For a cylinder of zero thickness, you are correct. The trick is to have nonzero thickness.
Imagine a long cylinder cut into segments. Instead of moving along the line, you merely have to take the segment at one end and move it over to the other end. Because of the superposition principle, the change in potential is merely the change cause by moving the segment from one end to the other.
Now, when does moving the segment increase the potential, and when does moving the segment decrease the potential? Can we identify a maximum?
when does moving the segment increase the potential, and when does moving the segment decrease the potential?
That’s a good approach. If the segment is closer to the point of interest after it is moved, the potential well is deeper. Which tells you that it is deepest at the center.

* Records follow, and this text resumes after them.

PR #307, opened 2019-11-21
Bitwise ops

notoraptor:
This is a PR to add bitwise operations for scalars (and, or, xor, left shift and right shift).

This PR can be reviewed before the RNG pull request.

@breuleux @abergeron


tests/operations/test_operations.py
```diff
@@ -0,0 +1,34 @@
...
+def run_bit_xor(a, b):
+    return a ^ b
+
+
+def test_bitwise_operations():
+    assert run_lsfhit(3, 2) == 12
+    assert run_rshift(12, 2) == 3
+    assert run_bit_and(5, 7) == 5
+    assert run_bit_or(5, 2) == 7
+    assert run_bit_xor(10, 8) == 2
```
breuleux: Each operation should be tested separately. You should use the `@mt` decorator defined in `tests/multitest.py`, look in `tests/test_algos.py` for examples. Something like this, basically:

```python
@mt(
    infer(i64, i64, result=i64),  # test type inference
    run(10, 8, result=2),         # test implementation and result
    # other tests go here
)
def test_bit_xor(a, b):
    return a ^ b
```

This will also test all backends, although there is also `run_debug` and `run_no_relay`. I believe you don't have Relay support, but I think it should be as easy to add as for Pytorch, assuming Relay supports these operations at all.

You can omit the result in `run()`, in that case it'll compare to the Python result.

abergeron: Relay supports right and left shift but doesn't have the others.

notoraptor:
Hi @breuleux @abergeron I added all suggested changes.

For relay, I added left shift and right shifts, but I did not find operations for bitwise `and`, `or` and `xor`.

myia/pipeline/standard.py
```diff
@@ -137,6 +137,15 @@
...
     },
+    xtype.Integral: {
+        '__and__': lop(operations.scalar_bit_and, xtype.Integral, '__and__'),
+        '__or__': lop(operations.scalar_bit_or, xtype.Integral, '__or__'),
+        '__xor__': lop(operations.scalar_bit_xor, xtype.Integral, '__xor__'),
+        '__lshift__': lop(
+            operations.scalar_bit_lshift, xtype.Integral, '__lshift__'),
+        '__rshift__': lop(
+            operations.scalar_bit_rshift, xtype.Integral, '__rshift__'),
+    },
```
breuleux: Now that we have `Integral`, I think we can also add the entries currently under `Int` and `UInt` in here, which will remove some code duplication.

breuleux:
@notoraptor I see. Seems like an odd omission. Maybe Relay's `logical_and` and `logical_or` are actually bitwise?

notoraptor:
@breuleux Updated, I merged Int and UInt into Integral.

Relay `logical_and` and `logical_or` seem to be boolean operations. Following code fails asking for an entry to be a boolean:

```python
from tvm import relay


def test_relay():
    x = relay.var('x', dtype='int32', shape=())
    y = relay.var('y', dtype='int32', shape=())
    z = relay.logical_and(x, y)
    f = relay.Function([x, y], z)
    mod = relay.Module({})
    fname = relay.GlobalVar('f')
    mod[fname] = f
    e = relay.create_executor(mod=mod)
    c = e.evaluate(mod[fname])
    print(c(7, 5))


if __name__ == '__main__':
    test_relay()
```

breuleux:
@notoraptor Okay, good to know. We'll have to wait until these operations are available in Relay.

tests/prim/test_py_implementations.py
```diff
@@ -396,6 +400,30 @@ def test_prim_dot():
...
+    res = scalar_bit_or(5, 2)
+    assert ref == res == 7
+
+
+def test_prim_scalar_bit_xor():
+    ref = 10 ^ 8
+    res = scalar_bit_xor(10, 8)
+    assert ref == res == 2
+
+
```
breuleux: The coverage results are in, and it seems you forgot `test_prim_scalar_bit_and` :(

notoraptor:
@breuleux updated!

Imagine a long cylinder cut into segments. Instead of moving along the line, you merely have to take the segment at one end and move it over to the other end. Because of the superposition principle, the change in potential is merely the change cause by moving the segment from one end to the other.
Now, when does moving the segment increase the potential, and when does moving the segment decrease the potential? Can we identify a maximum?
That’s a good approach. If the segment is closer to the point of interest after it is moved, the potential well is deeper. Which tells you that it is deepest at the center.
I sit corrected; my argument that as you enter the cylinder you can ignore the outer parts breaks down.